Stored data -
○ ○ ○ ○
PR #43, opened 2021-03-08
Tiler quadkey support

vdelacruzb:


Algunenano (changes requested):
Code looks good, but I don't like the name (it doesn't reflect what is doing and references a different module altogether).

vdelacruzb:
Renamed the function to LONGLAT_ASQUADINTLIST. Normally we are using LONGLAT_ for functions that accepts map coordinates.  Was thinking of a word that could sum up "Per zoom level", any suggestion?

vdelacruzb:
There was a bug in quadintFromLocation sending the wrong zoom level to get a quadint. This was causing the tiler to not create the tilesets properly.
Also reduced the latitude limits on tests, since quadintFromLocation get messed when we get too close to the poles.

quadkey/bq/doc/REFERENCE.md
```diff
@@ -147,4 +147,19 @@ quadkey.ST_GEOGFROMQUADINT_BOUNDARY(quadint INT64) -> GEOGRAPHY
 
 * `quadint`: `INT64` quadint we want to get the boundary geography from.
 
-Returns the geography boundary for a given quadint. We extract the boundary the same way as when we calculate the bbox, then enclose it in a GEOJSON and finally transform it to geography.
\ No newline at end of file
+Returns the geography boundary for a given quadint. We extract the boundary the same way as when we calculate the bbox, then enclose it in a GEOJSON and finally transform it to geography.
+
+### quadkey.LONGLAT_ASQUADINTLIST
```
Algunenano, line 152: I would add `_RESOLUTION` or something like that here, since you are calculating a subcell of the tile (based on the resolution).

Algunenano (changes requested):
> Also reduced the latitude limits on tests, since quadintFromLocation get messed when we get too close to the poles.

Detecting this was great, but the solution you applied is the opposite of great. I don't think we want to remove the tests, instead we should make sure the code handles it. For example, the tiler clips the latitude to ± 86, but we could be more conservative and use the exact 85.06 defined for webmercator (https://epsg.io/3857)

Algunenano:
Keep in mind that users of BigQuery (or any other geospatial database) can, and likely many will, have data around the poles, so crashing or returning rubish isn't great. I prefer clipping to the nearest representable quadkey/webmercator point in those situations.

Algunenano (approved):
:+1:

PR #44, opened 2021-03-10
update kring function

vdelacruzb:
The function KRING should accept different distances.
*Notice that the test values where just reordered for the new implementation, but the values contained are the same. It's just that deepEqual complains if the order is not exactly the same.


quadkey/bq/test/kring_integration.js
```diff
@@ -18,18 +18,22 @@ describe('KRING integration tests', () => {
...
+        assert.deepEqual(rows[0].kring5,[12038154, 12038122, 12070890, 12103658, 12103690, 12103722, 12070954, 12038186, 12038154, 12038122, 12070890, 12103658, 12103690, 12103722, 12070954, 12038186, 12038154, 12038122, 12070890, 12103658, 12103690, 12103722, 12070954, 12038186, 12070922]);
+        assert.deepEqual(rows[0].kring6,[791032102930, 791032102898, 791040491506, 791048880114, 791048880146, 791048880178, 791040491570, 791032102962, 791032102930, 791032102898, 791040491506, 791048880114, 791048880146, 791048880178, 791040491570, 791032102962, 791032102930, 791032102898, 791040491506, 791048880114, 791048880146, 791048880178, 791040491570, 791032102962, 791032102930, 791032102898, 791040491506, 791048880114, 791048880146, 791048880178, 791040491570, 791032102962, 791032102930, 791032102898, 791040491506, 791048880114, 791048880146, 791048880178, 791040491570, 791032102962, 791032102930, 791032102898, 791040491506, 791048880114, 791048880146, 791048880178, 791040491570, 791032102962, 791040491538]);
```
○ ○ ○ ○
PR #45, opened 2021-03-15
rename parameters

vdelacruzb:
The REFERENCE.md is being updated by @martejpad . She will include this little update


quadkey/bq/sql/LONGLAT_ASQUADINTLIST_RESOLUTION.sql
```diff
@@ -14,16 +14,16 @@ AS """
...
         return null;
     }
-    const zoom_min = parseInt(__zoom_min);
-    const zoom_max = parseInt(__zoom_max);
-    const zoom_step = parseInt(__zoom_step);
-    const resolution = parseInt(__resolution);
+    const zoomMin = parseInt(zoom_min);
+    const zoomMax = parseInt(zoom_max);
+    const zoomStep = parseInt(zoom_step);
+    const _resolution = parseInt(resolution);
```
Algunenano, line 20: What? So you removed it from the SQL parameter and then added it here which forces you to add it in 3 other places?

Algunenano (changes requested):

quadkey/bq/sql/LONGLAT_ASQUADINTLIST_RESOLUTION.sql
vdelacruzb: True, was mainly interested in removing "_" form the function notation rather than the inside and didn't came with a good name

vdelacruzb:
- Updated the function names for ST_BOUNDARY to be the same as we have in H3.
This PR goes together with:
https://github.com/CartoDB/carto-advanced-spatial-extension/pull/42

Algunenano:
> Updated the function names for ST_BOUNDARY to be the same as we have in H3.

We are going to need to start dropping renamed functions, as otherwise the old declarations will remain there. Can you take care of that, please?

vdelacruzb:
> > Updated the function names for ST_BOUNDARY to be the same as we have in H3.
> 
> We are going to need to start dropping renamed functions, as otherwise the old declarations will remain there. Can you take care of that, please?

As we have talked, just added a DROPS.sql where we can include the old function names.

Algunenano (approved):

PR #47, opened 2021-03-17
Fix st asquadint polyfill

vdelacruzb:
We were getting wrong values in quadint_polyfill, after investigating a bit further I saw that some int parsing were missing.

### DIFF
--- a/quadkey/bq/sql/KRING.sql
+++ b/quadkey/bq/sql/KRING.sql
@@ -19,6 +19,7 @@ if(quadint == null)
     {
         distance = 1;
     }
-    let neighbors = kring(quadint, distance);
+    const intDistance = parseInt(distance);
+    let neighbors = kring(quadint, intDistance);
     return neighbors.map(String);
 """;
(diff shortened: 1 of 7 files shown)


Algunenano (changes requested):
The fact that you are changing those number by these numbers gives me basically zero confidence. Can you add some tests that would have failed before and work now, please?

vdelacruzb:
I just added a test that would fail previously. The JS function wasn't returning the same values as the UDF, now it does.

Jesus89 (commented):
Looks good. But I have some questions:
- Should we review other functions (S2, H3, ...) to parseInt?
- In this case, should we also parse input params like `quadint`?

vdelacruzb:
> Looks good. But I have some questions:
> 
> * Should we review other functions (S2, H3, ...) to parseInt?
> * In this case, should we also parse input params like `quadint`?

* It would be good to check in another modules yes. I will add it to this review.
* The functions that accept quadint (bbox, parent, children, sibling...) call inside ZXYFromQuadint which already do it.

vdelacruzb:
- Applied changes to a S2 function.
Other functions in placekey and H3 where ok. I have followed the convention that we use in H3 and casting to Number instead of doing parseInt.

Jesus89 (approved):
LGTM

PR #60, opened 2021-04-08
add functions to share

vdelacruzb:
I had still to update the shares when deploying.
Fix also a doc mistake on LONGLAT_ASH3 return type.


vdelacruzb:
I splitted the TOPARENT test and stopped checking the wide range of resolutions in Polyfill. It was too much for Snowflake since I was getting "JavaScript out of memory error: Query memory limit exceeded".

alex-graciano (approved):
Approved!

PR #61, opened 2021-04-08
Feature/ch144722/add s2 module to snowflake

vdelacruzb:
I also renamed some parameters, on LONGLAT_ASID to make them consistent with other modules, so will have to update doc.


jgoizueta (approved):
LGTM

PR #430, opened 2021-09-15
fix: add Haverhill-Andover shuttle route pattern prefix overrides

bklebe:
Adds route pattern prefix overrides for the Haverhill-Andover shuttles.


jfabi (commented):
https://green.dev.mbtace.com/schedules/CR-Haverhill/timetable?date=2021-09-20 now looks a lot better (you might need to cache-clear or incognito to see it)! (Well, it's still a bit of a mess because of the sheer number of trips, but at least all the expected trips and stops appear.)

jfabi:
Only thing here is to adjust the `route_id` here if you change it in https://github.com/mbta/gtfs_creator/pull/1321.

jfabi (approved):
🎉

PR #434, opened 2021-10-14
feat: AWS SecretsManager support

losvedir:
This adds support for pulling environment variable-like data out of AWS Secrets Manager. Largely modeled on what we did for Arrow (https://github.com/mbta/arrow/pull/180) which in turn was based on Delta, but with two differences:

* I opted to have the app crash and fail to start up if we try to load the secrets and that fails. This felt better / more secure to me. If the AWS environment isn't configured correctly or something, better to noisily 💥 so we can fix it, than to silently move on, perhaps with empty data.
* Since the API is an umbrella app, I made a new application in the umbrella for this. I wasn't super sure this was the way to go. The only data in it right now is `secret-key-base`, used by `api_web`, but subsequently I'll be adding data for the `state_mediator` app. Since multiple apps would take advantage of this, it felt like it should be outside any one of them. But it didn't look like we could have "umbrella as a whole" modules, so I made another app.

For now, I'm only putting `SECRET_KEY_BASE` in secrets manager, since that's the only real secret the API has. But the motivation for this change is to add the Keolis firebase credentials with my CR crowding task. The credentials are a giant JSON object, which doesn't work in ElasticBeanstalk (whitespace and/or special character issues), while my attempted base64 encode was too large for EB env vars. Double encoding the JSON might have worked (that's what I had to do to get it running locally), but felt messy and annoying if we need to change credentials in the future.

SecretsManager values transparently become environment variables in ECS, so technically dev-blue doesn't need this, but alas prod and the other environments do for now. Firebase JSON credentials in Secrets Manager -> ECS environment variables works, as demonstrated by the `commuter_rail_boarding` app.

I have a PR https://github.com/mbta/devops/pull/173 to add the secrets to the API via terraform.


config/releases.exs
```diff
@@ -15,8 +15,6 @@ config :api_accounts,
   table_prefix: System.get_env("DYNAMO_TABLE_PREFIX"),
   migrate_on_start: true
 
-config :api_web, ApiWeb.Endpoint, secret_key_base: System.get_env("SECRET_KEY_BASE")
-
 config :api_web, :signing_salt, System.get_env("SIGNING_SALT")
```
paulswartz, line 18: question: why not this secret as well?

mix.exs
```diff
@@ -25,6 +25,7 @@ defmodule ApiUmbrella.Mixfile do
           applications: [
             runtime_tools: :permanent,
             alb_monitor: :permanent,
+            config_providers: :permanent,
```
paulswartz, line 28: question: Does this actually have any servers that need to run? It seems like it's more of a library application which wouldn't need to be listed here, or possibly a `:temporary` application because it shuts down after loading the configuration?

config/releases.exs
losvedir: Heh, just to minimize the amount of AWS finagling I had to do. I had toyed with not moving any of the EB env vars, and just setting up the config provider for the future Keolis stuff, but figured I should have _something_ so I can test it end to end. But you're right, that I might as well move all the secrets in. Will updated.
○ ○ ○ ○
What is being asked - Search the entries for "after" and copy out each line that has it.

Answer to this task -
We were getting wrong values in quadint_polyfill, after investigating a bit further I saw that some int parsing were missing.
paulswartz, line 28: question: Does this actually have any servers that need to run? It seems like it's more of a library application which wouldn't need to be listed here, or possibly a `:temporary` application because it shuts down after loading the configuration?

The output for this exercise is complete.